══ DATASET EXCERPTS

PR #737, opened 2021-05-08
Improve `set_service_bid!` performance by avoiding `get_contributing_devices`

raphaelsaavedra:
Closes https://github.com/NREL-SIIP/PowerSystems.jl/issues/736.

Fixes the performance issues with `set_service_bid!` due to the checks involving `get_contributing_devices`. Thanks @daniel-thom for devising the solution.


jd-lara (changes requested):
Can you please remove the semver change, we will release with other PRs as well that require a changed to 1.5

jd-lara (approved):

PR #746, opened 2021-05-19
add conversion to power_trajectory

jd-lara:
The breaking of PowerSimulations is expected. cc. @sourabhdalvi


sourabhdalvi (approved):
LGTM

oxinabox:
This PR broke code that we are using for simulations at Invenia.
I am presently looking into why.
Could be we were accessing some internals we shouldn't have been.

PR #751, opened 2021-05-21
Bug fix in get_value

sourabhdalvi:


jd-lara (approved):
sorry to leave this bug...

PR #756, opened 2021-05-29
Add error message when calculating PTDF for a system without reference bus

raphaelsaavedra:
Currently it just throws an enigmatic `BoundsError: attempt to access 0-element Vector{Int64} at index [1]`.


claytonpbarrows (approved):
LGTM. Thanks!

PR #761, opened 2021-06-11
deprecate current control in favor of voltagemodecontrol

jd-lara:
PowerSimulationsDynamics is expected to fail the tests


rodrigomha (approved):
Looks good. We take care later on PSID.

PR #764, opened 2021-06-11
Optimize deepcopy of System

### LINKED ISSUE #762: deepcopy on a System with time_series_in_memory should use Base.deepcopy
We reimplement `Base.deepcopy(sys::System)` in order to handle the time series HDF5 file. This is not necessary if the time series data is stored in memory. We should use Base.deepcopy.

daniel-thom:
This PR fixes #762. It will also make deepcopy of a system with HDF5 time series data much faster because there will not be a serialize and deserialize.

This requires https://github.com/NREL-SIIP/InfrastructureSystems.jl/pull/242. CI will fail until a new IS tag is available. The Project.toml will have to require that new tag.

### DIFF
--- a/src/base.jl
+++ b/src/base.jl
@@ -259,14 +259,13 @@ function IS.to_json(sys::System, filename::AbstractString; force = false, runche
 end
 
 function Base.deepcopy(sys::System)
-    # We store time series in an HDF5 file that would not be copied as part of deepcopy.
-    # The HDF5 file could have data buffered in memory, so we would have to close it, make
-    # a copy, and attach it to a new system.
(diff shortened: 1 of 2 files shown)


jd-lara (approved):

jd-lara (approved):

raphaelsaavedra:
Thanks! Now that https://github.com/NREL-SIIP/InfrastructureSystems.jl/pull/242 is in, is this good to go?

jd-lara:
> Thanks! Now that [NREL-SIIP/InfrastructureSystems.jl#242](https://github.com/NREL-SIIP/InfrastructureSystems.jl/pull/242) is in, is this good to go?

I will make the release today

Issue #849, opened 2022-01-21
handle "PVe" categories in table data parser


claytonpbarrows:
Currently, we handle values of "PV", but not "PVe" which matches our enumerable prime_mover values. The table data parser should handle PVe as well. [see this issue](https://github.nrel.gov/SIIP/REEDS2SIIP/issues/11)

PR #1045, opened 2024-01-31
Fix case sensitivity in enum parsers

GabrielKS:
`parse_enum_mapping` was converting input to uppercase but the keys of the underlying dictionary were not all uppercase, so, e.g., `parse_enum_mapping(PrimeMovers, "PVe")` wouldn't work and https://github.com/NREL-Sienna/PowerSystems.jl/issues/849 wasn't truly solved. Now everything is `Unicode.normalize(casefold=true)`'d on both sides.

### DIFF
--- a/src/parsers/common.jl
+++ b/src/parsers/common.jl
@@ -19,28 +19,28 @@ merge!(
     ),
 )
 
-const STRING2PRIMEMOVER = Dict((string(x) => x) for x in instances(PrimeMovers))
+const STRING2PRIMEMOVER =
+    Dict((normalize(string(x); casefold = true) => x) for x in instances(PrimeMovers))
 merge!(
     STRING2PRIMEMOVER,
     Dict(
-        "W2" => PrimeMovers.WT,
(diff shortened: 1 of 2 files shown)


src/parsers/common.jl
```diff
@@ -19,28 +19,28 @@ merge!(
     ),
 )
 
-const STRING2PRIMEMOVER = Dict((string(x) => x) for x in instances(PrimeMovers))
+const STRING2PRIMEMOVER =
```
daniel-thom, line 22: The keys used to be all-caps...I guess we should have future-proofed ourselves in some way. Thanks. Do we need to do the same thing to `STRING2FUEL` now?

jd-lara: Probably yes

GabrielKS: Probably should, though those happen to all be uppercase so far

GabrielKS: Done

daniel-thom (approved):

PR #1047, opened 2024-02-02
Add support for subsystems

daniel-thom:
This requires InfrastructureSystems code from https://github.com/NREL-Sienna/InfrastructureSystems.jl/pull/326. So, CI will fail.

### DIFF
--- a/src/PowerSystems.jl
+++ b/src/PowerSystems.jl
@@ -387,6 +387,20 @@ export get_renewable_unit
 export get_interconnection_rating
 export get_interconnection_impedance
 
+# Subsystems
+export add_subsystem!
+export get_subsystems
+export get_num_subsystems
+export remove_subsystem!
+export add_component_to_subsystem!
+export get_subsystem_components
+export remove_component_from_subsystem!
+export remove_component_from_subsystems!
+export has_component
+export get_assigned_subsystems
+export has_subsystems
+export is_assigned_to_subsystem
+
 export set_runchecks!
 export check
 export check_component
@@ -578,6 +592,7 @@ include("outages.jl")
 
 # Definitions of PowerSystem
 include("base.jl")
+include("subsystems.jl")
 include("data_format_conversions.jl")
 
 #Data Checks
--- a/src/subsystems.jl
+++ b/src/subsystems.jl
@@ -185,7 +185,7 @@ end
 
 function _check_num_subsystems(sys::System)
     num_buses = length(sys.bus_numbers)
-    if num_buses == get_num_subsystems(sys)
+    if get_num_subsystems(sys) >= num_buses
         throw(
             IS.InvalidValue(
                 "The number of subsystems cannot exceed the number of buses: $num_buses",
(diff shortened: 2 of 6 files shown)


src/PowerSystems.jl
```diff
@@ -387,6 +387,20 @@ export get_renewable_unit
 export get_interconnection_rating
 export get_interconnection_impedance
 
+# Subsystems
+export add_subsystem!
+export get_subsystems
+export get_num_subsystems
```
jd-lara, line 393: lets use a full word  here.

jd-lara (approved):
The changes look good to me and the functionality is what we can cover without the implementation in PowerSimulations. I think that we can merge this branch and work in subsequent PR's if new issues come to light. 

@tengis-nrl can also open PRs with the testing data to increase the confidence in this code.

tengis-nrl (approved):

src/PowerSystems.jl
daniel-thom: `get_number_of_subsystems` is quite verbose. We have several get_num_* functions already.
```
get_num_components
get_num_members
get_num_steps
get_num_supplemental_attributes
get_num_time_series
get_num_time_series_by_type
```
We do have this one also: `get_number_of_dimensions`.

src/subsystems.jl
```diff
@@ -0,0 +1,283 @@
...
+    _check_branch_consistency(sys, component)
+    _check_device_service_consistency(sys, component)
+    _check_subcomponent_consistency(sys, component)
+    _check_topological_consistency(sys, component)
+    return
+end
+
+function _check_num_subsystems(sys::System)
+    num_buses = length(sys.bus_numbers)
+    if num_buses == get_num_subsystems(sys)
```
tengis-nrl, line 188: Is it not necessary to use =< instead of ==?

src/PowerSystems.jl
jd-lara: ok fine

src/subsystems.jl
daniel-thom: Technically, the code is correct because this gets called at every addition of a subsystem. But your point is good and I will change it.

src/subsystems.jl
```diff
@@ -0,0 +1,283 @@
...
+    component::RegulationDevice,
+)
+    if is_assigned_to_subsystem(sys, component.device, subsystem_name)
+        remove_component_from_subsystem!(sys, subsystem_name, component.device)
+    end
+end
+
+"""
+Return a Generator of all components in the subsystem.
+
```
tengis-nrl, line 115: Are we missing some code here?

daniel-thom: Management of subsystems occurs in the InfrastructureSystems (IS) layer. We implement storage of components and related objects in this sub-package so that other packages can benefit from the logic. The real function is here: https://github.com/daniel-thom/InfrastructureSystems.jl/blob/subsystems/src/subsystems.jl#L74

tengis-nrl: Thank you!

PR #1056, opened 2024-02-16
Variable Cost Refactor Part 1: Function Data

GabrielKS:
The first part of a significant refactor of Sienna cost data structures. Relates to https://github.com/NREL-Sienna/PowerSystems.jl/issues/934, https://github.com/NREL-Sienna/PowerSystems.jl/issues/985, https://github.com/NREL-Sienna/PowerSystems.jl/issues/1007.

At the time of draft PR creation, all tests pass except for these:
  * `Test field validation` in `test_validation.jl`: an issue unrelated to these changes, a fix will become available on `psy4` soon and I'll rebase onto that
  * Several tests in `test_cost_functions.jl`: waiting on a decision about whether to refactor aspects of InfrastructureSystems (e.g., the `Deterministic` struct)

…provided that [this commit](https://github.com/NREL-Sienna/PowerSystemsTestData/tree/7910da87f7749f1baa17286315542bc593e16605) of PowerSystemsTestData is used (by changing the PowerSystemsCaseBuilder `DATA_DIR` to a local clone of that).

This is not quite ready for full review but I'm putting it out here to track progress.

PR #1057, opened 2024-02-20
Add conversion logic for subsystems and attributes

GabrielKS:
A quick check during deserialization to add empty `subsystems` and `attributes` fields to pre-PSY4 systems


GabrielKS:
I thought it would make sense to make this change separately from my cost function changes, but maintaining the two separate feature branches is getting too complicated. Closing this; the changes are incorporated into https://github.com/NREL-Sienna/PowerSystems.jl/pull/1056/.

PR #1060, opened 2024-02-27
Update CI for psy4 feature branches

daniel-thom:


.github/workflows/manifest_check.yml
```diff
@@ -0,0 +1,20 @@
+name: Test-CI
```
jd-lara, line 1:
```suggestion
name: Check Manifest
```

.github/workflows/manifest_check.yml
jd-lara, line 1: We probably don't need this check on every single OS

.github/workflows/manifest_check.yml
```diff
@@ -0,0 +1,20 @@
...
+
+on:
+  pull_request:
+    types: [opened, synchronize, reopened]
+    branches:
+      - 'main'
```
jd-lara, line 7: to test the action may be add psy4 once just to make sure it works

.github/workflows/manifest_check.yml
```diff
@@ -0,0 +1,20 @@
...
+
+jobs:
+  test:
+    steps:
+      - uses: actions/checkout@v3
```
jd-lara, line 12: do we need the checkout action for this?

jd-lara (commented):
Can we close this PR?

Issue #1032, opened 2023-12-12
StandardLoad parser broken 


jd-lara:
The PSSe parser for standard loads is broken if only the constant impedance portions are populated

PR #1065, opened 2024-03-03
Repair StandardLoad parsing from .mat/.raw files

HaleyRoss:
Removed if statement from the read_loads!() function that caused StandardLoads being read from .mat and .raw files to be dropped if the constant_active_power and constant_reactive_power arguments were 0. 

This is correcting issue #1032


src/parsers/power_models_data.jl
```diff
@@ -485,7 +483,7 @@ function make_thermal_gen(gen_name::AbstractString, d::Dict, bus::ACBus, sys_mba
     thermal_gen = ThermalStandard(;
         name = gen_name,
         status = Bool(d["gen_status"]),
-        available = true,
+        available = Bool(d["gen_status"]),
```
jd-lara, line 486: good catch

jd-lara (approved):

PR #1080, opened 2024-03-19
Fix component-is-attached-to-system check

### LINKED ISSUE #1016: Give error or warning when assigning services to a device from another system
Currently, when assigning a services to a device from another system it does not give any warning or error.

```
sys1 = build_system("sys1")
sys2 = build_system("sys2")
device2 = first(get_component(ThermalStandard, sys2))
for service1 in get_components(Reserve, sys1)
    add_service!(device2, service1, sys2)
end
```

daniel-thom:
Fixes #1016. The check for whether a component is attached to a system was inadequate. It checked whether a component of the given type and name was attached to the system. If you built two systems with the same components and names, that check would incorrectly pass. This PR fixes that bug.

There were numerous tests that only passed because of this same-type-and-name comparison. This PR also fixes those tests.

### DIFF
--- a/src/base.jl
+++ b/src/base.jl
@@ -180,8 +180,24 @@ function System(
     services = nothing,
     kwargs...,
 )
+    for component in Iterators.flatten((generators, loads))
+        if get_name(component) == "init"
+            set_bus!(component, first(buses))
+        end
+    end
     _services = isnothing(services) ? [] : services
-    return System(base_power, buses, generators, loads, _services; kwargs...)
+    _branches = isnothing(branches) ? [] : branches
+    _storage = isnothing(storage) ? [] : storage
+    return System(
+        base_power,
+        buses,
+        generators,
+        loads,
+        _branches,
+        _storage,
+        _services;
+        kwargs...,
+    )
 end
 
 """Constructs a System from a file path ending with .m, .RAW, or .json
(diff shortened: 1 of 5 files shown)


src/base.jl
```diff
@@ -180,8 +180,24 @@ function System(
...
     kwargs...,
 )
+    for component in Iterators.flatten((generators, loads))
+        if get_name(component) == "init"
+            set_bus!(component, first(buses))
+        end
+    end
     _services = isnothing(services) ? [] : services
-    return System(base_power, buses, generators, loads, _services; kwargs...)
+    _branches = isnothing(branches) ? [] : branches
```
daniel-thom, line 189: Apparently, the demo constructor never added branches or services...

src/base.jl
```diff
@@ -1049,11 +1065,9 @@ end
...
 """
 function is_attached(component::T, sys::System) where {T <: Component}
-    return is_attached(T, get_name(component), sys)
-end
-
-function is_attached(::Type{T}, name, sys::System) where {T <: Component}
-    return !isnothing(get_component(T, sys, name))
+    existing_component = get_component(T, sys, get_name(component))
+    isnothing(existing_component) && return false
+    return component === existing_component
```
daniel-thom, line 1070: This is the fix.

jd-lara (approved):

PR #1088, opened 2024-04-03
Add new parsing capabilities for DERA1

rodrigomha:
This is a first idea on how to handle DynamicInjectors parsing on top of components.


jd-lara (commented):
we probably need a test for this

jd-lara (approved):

════

Return only this span, exactly: the line that contains "(diff shortened: 1 of 5 files shown)" and all lines after it to the end of the records.

(diff shortened: 1 of 5 files shown)


src/base.jl
```diff
@@ -180,8 +180,24 @@ function System(
...
     kwargs...,
 )
+    for component in Iterators.flatten((generators, loads))
+        if get_name(component) == "init"
+            set_bus!(component, first(buses))
+        end
+    end
     _services = isnothing(services) ? [] : services
-    return System(base_power, buses, generators, loads, _services; kwargs...)
+    _branches = isnothing(branches) ? [] : branches
```
daniel-thom, line 189: Apparently, the demo constructor never added branches or services...

src/base.jl
```diff
@@ -1049,11 +1065,9 @@ end
...
 """
 function is_attached(component::T, sys::System) where {T <: Component}
-    return is_attached(T, get_name(component), sys)
-end
-
-function is_attached(::Type{T}, name, sys::System) where {T <: Component}
-    return !isnothing(get_component(T, sys, name))
+    existing_component = get_component(T, sys, get_name(component))
+    isnothing(existing_component) && return false
+    return component === existing_component
```
daniel-thom, line 1070: This is the fix.

jd-lara (approved):

PR #1088, opened 2024-04-03
Add new parsing capabilities for DERA1

rodrigomha:
This is a first idea on how to handle DynamicInjectors parsing on top of components.


jd-lara (commented):
we probably need a test for this

jd-lara (approved):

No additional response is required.